Но раз его сердце болело — значит, он верил, что еще не все предрешено. Тревога рождается там, где еще нет неизбежности. Как раз неизбежное, даже если страшит, нас не слишком тревожит; но если есть место тревоге — значит, человек не просто верит в возможность иного исхода, но чувствует: от него самого, от его личной воли и выбора и зависит — хотя бы отчасти исход той таинственной драмы, названье которой — “История”. Лишь такая тревога могла исторгнуть из уст умиравшего Тютчева этот странный — казалось бы, неуместный — последний вопрос: взята ль Хива?

Тревога — тем более та, что у Тютчева: мировая тревога и боль — это абсолютная противоположность буддийской нирване, ее полубытийному сумраку, сну и покою. Потому-то к нирване так тянутся те, кто не в силах нести неподъемное бремя тревоги, бремя личностного соучастия в делах мира, бремя ответственности за грехи, и свои, и чужие. Утомленного Тютчева тоже манил этот сумрак покоя. “...только с одним существом на свете, при всем моем желании, я ни разу не расставался, и это существо — я сам... Ах, до чего же наскучил мне и утомил меня этот унылый спутник...” (Э. Ф. Тют­чевой). Может, он и хотел бы в иные минуты сбросить груз собственной личности, скинуть иго противоречий, которые взялся нести, да уже изнемог под их бременем — так Атлант, уж конечно, мечтал о той сладкой минуте, когда он наконец перестанет держать над собой неподъемную глыбу небесного свода, — но соблазн проходил, жизнь шла своим чередом, и поэт продолжал нести крестную ношу, удерживать бремя своей изнуренной тревогой души...
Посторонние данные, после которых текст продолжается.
PR #1356, opened 2025-03-17
perf: add singleton to SchemaRecordSerializerFactory

devhritwik:
JIRA: KNET-16476

Alternative cleaner implementation of this PR - https://github.com/confluentinc/kafka-rest/pull/1355

For each produce request, serializers for JSON, Avro, Protobuf were being initialized as they were always being constructed (with `new`).  I have changed them to `@Singleton` so that their instances are reused with future invocations. This has led to a stark reduction in CPU time taken. (roughly 90 percent)
The controller Module will now have a singleton implementation of the SchemaRecordSerializer. 

Without Singleton - 
Screenshot 2025-03-14 at 17 47 35
Without Singleton Profiler - https://drive.google.com/file/d/1wfZ7t5-EeBeenUVUzHy_FBVJ5jA_VJWH/view?usp=sharing
With Singleton - 
Screenshot 2025-03-14 at 17 47 41
With Singleton Profiler - https://drive.google.com/file/d/1PM9pyF986P_hd3vZ3i73ShoJFcuXDNuT/view?usp=sharing


kafka-rest/src/main/java/io/confluent/kafkarest/controllers/ControllersModule.java
```diff
@@ -76,6 +78,7 @@ private SchemaRecordSerializerFactory(
     }
 
     @Override
+    @Singleton
```
trnguyencflt, line 81: what does this annotation mean in the context?

devhritwik: This is on the provide method of `SchemaRecordSerializer`, hence in this context it means once the provide has been initialized, any future injections of `SchemaRecordSerializer` will provide the Singleton first initialized object of this class.

kafka-rest/src/test/java/io/confluent/kafkarest/controllers/ControllersModuleTest.java
```diff
@@ -0,0 +1,68 @@
...
+    ServiceLocatorUtilities.bind(
+        serviceLocator,
+        new AbstractBinder() {
+          @Override
+          protected void configure() {
+            Map<String, Object> dummyConfig = new HashMap<>();
+            dummyConfig.put("key", "value");
+
+            bind(dummyConfig)
+                .qualifiedBy(new ConfigModule.AvroSerializerConfigsImpl())
```
trnguyencflt, line 46: why can't we use the factory binding in the test?

kafka-rest/src/main/java/io/confluent/kafkarest/controllers/ControllersModule.java
devhritwik: Yes in fact, I was unsure as well but when I remove the annotation we see test failures in `RecordSerializer.serialize`. It also helps in clarifying our intent here for future use of the class and hence we should keep this annotation here.

trnguyencflt: yeah, let's keep the annotation here

kafka-rest/src/test/java/io/confluent/kafkarest/controllers/ControllersModuleTest.java
trnguyencflt: if that is the case, would this test be moved to the same package as AvroSerializerConfigsImpl? (we can rename the test to something like SingletonSerializerTest

devhritwik: that makes sense, in that case at least we can keep the `AvroSerializerConfigsImpl` as protected instead of public as of now. I will do that then

devhritwik: We will have to make - https://github.com/confluentinc/kafka-rest/blob/5e12d55eb3f203f159ce038c77ddf740582c4380/kafka-rest/src/main/java/io/confluent/kafkarest/controllers/SchemaRecordSerializer.java#L24 public. I think making this interface public is much better than making each of the `ConfigImpl` public. What do you think?

kafka-rest/src/main/java/io/confluent/kafkarest/controllers/ControllersModule.java
```diff
@@ -52,7 +52,9 @@ protected void configure() {
     bindFactory(SchemaManagerFactory.class).to(SchemaManager.class);
     bind(TopicConfigManagerImpl.class).to(TopicConfigManager.class);
     bind(TopicManagerImpl.class).to(TopicManager.class);
-    bindFactory(SchemaRecordSerializerFactory.class).to(SchemaRecordSerializer.class);
+    bindFactory(SchemaRecordSerializerFactory.class)
+        .to(SchemaRecordSerializer.class)
+        .in(Singleton.class);
```
trnguyencflt, line 57: there is a concern on this binding, suppose for some reason that schemaRegistryClient is empty, this would mean this  SchemaRecordSerializerFactory will always provide `SchemaRecordSerializerThrowing`, which is not what we want, @devhritwik could you please verify this?

kafka-rest/src/test/java/io/confluent/kafkarest/config/SingletonSerializerTest.java
```diff
@@ -0,0 +1,69 @@
...
+            install(new ControllersModule());
+          }
+        });
+  }
+
+  @Test
+  public void testSchemaRecordSerializerSingleton() {
+    SchemaRecordSerializer firstInstance = serviceLocator.getService(SchemaRecordSerializer.class);
+    SchemaRecordSerializer secondInstance = serviceLocator.getService(SchemaRecordSerializer.class);
+
```
trnguyencflt, line 65: could you please assert if the instance is not of SchemaRecordSerializerThrowing class?

kafka-rest/src/main/java/io/confluent/kafkarest/controllers/ControllersModule.java
devhritwik: I think then we would need to change some logic here. 

> suppose for some reason that schemaRegistryClient is empty

SchemaRegistryClient is provided by the `BackendsModule` [here](https://github.com/confluentinc/kafka-rest/blob/555a5849104bd67c1be67bf0d2e764f72ffb50b3/kafka-rest/src/main/java/io/confluent/kafkarest/KafkaRestApplication.java#L163). Now if the schemaRegistryClient, we will bind the serializer to `SchemaRecordSerializerThrowing`. However, this registration of schemaRegistryClient happens at the start of the application. 
Can this be empty and then later be initialized? If true, then we cannot keep this as singleton. However it also means that if this schemaregistryclient can keep changing, then we can never keep the serializer as a singleton and this optimisation should be discarded totally. 

I would need your help in understanding this. 

The implementation I was thinking of was to bind `SchemaRecordSerializer` as a Singleton only when SchemaRegistryClient is present. However, if the schemaRegistryClient can keep changing, then even this binding is not correct.

devhritwik: I think we can do some code clean up, all this class `SchemaRecordSerializerThrowing` does is throw an [error](https://github.com/confluentinc/kafka-rest/blob/5e12d55eb3f203f159ce038c77ddf740582c4380/kafka-rest/src/main/java/io/confluent/kafkarest/controllers/SchemaRecordSerializerThrowing.java#L25). It doesn't even create an object. Hence instead of this class, why don't we just throw an error at the provide level? The schemaRegistryClient not being present and serializer being asked to serialize is a bad state for our application and hence we can just delete this class and throw the error when asked to serialize

devhritwik: I have added a new commit where I have removed `SchemaRecordSerializerThrowing` class altogether, simplifying this further in the process

trnguyencflt: > SchemaRegistryClient is provided by the BackendsModule [here](https://github.com/confluentinc/kafka-rest/blob/555a5849104bd67c1be67bf0d2e764f72ffb50b3/kafka-rest/src/main/java/io/confluent/kafkarest/KafkaRestApplication.java#L163). Now if the schemaRegistryClient, we will bind the serializer to SchemaRecordSerializerThrowing. However, this registration of schemaRegistryClient happens at the start of the application.
Can this be empty and then later be initialized? If true, then we cannot keep this as singleton. However it also means that if this schemaregistryclient can keep changing, then we can never keep the serializer as a singleton and this optimisation should be discarded totally.

I don't think this is possible in the context of Confluent Platform, where kafka-rest is fixed with a single SchemaRegistry server for its lifetime, so keeping this as Singleton is good for now.

For Confluent cloud, we don't have SchemaRegistry support yet but the cardinatity of that might not be singleton, it is also the reason that we have SchemaRecordSerializerThrowing class.

Please add a comment to the singleton part, noting the assumption that SchemaRegistry is initiated at application start, so we will know how to deal with this later if we ever support schema registry in Confluent cloud.

Please also revert the change related to removing SchemaRecordSerializerThrowing, let's keep this change only about singleton SchemaRecordSerializer.

devhritwik: I will revert the change related to remove the Throwing class.

> it is also the reason that we have SchemaRecordSerializerThrowing class.

I wanted to understand. What is the role of the ‘Throwing’ class if all it does is throw an error in its initialization?
When we support SchemaRegistry for ConfluentCloud, we can reintroduce this class, or any other mechanism?

devhritwik: The Throwing class just has this in its block 

```
Throw Errors.messageSerializationException(
        "Schema Registry not defined, no Schema "
            + "Registry client available to serialize message.");
```
I think it is made with keeping future integration with Confluent Cloud SR? However, I think we can keep the current code change for now, and add this back when needed? 

Whatever you suggest, I have the revert ready if you want me to

kafka-rest/src/test/java/io/confluent/kafkarest/config/SingletonSerializerTest.java
devhritwik: Added this UT

kafka-rest/src/main/java/io/confluent/kafkarest/controllers/ControllersModule.java
trnguyencflt: Let's revert the change because it is safer to now changing many behaviour in one PR, about SchemaRecordSerializerThrowing, we will access the impact later.

devhritwik: Okay, I have reverted the changes and added a comment on top of the Singleton binding for future users.

kafka-rest/src/test/java/io/confluent/kafkarest/config/SingletonSerializerTest.java
```diff
@@ -0,0 +1,83 @@
...
+            bind(dummyConfig)
+                .qualifiedBy(new ConfigModule.JsonschemaSerializerConfigsImpl())
+                .to(new TypeLiteral<Map<String, Object>>() {});
+            bind(dummyConfig)
+                .qualifiedBy(new ConfigModule.ProtobufSerializerConfigsImpl())
+                .to(new TypeLiteral<Map<String, Object>>() {});
+
+            install(new ControllersModule());
+          }
+        });
```
trnguyencflt, line 65: [minor] please add this check

```suggestion
EasyMock.verify(mockSchemaRegistryClient);
```

kafka-rest/src/test/java/io/confluent/kafkarest/config/SingletonSerializerTest.java
```diff
@@ -0,0 +1,84 @@
...
+        serviceLocator,
+        new AbstractBinder() {
+          @Override
+          protected void configure() {
+            bind(mockSchemaRegistryClient).to(SchemaRegistryClient.class);
+            Map<String, Object> dummyConfig = new HashMap<>();
+            dummyConfig.put("schema.registry.url", "http://localhost:8081");
+
+            bind(dummyConfig)
+                .qualifiedBy(new ConfigModule.AvroSerializerConfigsImpl())
```
trnguyencflt, line 54: instead of using [Avro|Jsonschema|Protobuf]SerializerConfigsImpl classes which will require us to make change to ConfigModule, we can just create these three classes in test (as private static classes), after that you can move this file to the same package with ControllersModule, we can then avoid the change to make SchemaRecordSerializer and SchemaRecordSerializerThrowing public class.

devhritwik: That makes sense, I can do that yes

kafka-rest/src/test/java/io/confluent/kafkarest/controllers/ControllersModuleTest.java
```diff
@@ -0,0 +1,79 @@
...
+import org.glassfish.hk2.api.AnnotationLiteral;
+import org.glassfish.hk2.api.ServiceLocator;
+import org.glassfish.hk2.api.TypeLiteral;
+import org.glassfish.hk2.utilities.ServiceLocatorUtilities;
+import org.glassfish.hk2.utilities.binding.AbstractBinder;
+import org.junit.jupiter.api.BeforeEach;
+import org.junit.jupiter.api.Test;
+
+public class ControllersModuleTest {
+  private static final class AvroSerializerConfigsImpl
```
trnguyencflt, line 22: please move theses to the end of the this test class, and we should probably name them with prefix `Test`

kafka-rest/src/test/java/io/confluent/kafkarest/controllers/ControllersModuleTest.java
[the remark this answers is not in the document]
devhritwik: Got it, will do!

kafka-rest/src/test/java/io/confluent/kafkarest/controllers/ControllersModuleTest.java
devhritwik: Okay!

Может, это покажется странным, но, думаю, влюбчивость Тютчева — вот еще одно бремя, которое он, изнывая, пронес через всю свою жизнь*, — находится в родственной связи с его неуемной тревогой. Влюбчивость — проявленье того же самого, никогда в нем не угасавшего, беспокойства, это  порыв его пылкой, чувствительной, страстной души куда-то “вовне” и “вотще”, к тому, чего ей, душе, не хватает, порыв туда, куда ее гонит тревога.

Предмет, занимавший Тютчева непрерывно, от юности и до гробовой, можно сказать, доски — были женщины и отношения с ними. И ведь не был же он “записным волокитой”; нет, увлечения Тютчева рождались из недр его беспокойной и влюбчивой, жаждущей успокоенья и вечно тревожной души. Как и тяга к природе, его тяга к женщинам была поиском места, где можно, хотя б ненадолго, облегчить мучительный личностный груз, и места, где можно приникнуть к таинственным, бьющим извечно, энергиям жизни. “Или весенняя то нега — или то женская любовь?” — вот от чего, освеженная и отдохнувшая, “играла кровь” Тютчева.